General information
- Type: Glider
- National origin: United States
- Designer: Gene Whigham
- Number built: one

History
- Introduction date: 1983
- First flight: 1983

= Whigham GW-6 =

American glider

The Whigham GW-6 is an American mid-wing, single-seat, glider that was designed and constructed by Gene Whigham, a retired flight test engineer for Convair.

==Design and development==
Whigham completed and flew the GW-6 in 1983. The aircraft was intended to be a very lightweight glider and incorporated some design innovations to achieve that goal. The wing spar was built up from extruded angles, with a sheet aluminium spar web. The wing ribs are made from sheet aluminium and the wing is covered in doped aircraft fabric covering. The wing has large ailerons, a 22:1 aspect ratio and a 44 ft span. The tailplane and elevator are small in size. The normal flight centre of gravity is at 35% of chord, which is more aft than usual with the NACA 43012A airfoil employed.

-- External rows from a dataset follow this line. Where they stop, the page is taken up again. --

Issue #479, opened 2015-03-31
Should UriInterface::withPath percent-encode slashes?


mnpenner:
The [documentation for `UriInterface::withPath`](https://github.com/php-fig/http-message/blob/ac2460e2eaba78395423bfceeb09736b1efa34fc/src/UriInterface.php#L208-L210) says:

> The implementation MUST percent-encode reserved characters as
> specified in RFC 3986, Section 2, but MUST NOT double-encode any
> characters.

[RFC 3986](https://www.ietf.org/rfc/rfc3986.txt) says the reserved characters are:

> reserved    = gen-delims / sub-delims  
> gen-delims  = ":" / "/" / "?" / "#" / "[" / "]" / "@"
> sub-delims  = "!" / "$" / "&" / "'" / "(" / ")"
> / "*" / "+" / "," / ";" / "="

i.e., it includes `/`.  Does that mean `withPath` should percent-encode `/`? Or should it percent-encode those (and only those) characters *with the exception of* `/`?

---

Just noticed [Tobion's comment](https://github.com/php-fig/fig-standards/pull/449#issuecomment-77266583) but it wasn't addressed.

samdark:
It should encode `/` if it is a part of parameter but should not if it's separating path itself i.e. `http://example.com/test/it&path=a%2Fb%2Fc`.

mnpenner:
@samdark How is `withPath` supposed to understand your intention?

samdark:
I have no idea, just explained what's meant in RFC.

samdark:
Thinking about it a bit more I guess it can be determined by presence of `&` i.e. before `&` it's path where `/` should be left as is, after `&` it's parameters which should have `/` encoded.

mnpenner:
@samdark The entire string *is* the path. The method name is `withPath` and it accepts a path as its only argument.

samdark:
Right. Then there's basically no way to tell where it's meant to be encoded and where not.

mnpenner:
Indeed. So what does FIG have to say about this?

Perhaps the method should instead take an array as the argument, wherein each element represents a path segment?

pjdietz:
I don't think you'd want the method to encode a slash itself. Where this might come up is if you had an endpoint like `/characters/{name}` and you wanted `{name}` to extract "homer/marge", you'd need to use the URI `/characters/homer%2Fmarge`. In cases like this, I think the user will just have to pre-encode that portion.

samdark:
[...]

PR #481, opened 2015-04-01
[PSR-7] Clarification of path, query, and fragment encoding

weierophinney:
Comments on #479 and #449 indicate uncertainty about how to encode the path, particularly the `/` character; additionally, if references to encoding are made in other methods, these should be addressed.

This patch:

- Removes references to encoding from the `withPath()`, `withQuery()`, and `withFragment()` methods.
- Adds verbiage on encoding to the `getPath()`, `getQuery()`, and `getFragment()` methods, indicating they MUST be percent-encoded, but MUST NOT be double-encoded.
- Adds references to RFC 3986 Section 2 and the relevant component-specific section in each of the `getPath()`, `getQuery()` and `getFragment()` methods as the canonical source for determining what should and should not be encoded.
- Adds verbiage to `getPath()` specifically around encoding of the `/` character.

### DIFF
--- a/proposed/http-message.md
+++ b/proposed/http-message.md
@@ -531,7 +531,7 @@ interface RequestInterface extends MessageInterface
      *
      * This method acts exactly like MessageInterface::getHeaders(), with one
      * behavioral change: if the Host header has not been previously set, the
-     * method MUST attempt to pull the host segment of the composed URI, if
+     * method MUST attempt to pull the host component of the composed URI, if
      * present.
      *
      * @see MessageInterface::getHeaders()
@@ -548,7 +548,7 @@ interface RequestInterface extends MessageInterface
      * This method acts exactly like MessageInterface::getHeader(), with
      * one behavioral change: if the Host header is requested, but has
      * not been previously set, the method MUST attempt to pull the host
-     * segment of the composed URI, if present.
+     * component of the composed URI, if present.
      *
      * @see MessageInterface::getHeader()
      * @see UriInterface::getHost()
@@ -570,7 +570,7 @@ interface RequestInterface extends MessageInterface
      * This method acts exactly like MessageInterface::getHeaderLines(), with
      * one behavioral change: if the Host header is requested, but has
      * not been previously set, the method MUST attempt to pull the host
-     * segment of the composed URI, if present.
+     * component of the composed URI, if present.
      *
      * @see MessageInterface::getHeaderLine()
      * @see UriInterface::getHost()
@@ -1221,17 +1221,17 @@ interface UriInterface
     public function getUserInfo();
 
     /**
-     * Retrieve the host segment of the URI.
+     * Retrieve the host component of the URI.
      *
-     * This method MUST return a string; if no host segment is present, an
+     * This method MUST return a string; if no host component is present, an
      * empty string MUST be returned.
      *
-     * @return string Host segment of the URI.
+     * @return string Host component of the URI.
      */
     public function getHost();
 
     /**
-     * Retrieve the port segment of the URI.
+     * Retrieve the port component of the URI.
      *
      * If a port is present, and it is non-standard for the current scheme,
      * this method MUST return it as an integer. If the port is the standard port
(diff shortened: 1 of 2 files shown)


samdark:
Great explanation.

weierophinney:
Ping @simensen and @Tobion for review.

proposed/http-message.md
```diff
@@ -1236,6 +1236,16 @@ interface UriInterface
      * This method MUST return a string; if no path is present it MUST return
      * the string "/".
      *
+     * The value returned MUST be returned in percent-encoded form, but MUST NOT
+     * double-encode any characters. To determine what characters to encode,
+     * please refer to RFC 3986, Sections 2 and 3.3.
+     *
+     * If the value should include a slash ("/") not intended as delimeter
+     * between path segments, that value MUST be encode (e.g., "%2F") when
```
mtdowling: must be *encoded*

proposed/http-message.md
```diff
@@ -1236,6 +1236,16 @@ interface UriInterface
      * This method MUST return a string; if no path is present it MUST return
      * the string "/".
      *
+     * The value returned MUST be returned in percent-encoded form, but MUST NOT
+     * double-encode any characters. To determine what characters to encode,
+     * please refer to RFC 3986, Sections 2 and 3.3.
+     *
+     * If the value should include a slash ("/") not intended as delimeter
```
graste: "delimeter" vs. "delimiter"

proposed/http-message.md
graste: "MUST be encode" vs. "MUST be encoded"

proposed/http-message.md
```diff
@@ -1236,6 +1236,16 @@ interface UriInterface
      * This method MUST return a string; if no path is present it MUST return
      * the string "/".
      *
+     * The value returned MUST be returned in percent-encoded form, but MUST NOT
+     * double-encode any characters. To determine what characters to encode,
+     * please refer to RFC 3986, Sections 2 and 3.3.
+     *
+     * If the value should include a slash ("/") not intended as delimiter
```
Tobion: I would try to make clear that this is just an example. The same applies for the other reserved characters as well.

weierophinney:
@Tobion I've incorporated your feedback now.

proposed/http-message.md
```diff
@@ -1260,6 +1280,15 @@ interface UriInterface
      *
      * The string returned MUST omit the leading "#" character.
      *
+     * The value returned MUST be percent-encoded, but MUST NOT double-encode
+     * any characters. To determine what characters to encode, please refer to
+     * RFC 3986, Sections 2 and 3.5.
+     *
+     * As an example, if the fragment should include a hash symbol ("#"), that
+     * value MUST be encoded (e.g., "%23") when passed to the instance.
```
Tobion: This seems wrong to me. For the fragment, a  hash is always wrong inside the fragment. So it must be encoded anyway. So it does not need to be passed encoded to `withFragment` since it should be encoded automatically anyway. So `withFragment('foo#bar')` should be equal to `withFragment('foo%23bar')`.

The examples for path and query are correct because both version exist: encoded and non-encoded. This is why the caller must decide what he means.

Tobion: So I guess for fragment we can just remove that sentence since there are no chars with special meaning in there.

weierophinney:
@Tobion I've removed the sentence now.

@pmjones and/or @simensen — This one is ready for merge.

proposed/http-message.md
```diff
@@ -1236,7 +1236,17 @@ interface UriInterface
...
+     * double-encode any characters. To determine what characters to encode,
+     * please refer to RFC 3986, Sections 2 and 3.3.
+     *
+     * As an example, if the value should include a slash ("/") not intended as
+     * delimiter between path segments, that value MUST be encoded (e.g., "%2F")
+     * when passed to the instance.
+     *
+     * @see https://tools.ietf.org/html/rfc3986#section-2
+     * @see https://tools.ietf.org/html/rfc3986#section-3.3
+     * @return string The path segment of the URI.
```
Tobion: another wrong rebase

weierophinney: @Tobion what is incorrect, exactly?

Tobion: path "component", see diff

weierophinney:
@Tobion fixed.

@pmjones and/or @simensen — ready for merge.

Only one GW-6 was constructed and it was registered with the Federal Aviation Administration as an Experimental - Amateur-built.

==Operational history==
Soaring Magazine reported that the GW-6 had about 65 hours of flying time by late in the summer of 1983, Whigham having flown it that season while building the GW-7. In July 2011 the aircraft was still on the FAA registry and owned by John B. Waters of San Diego, California.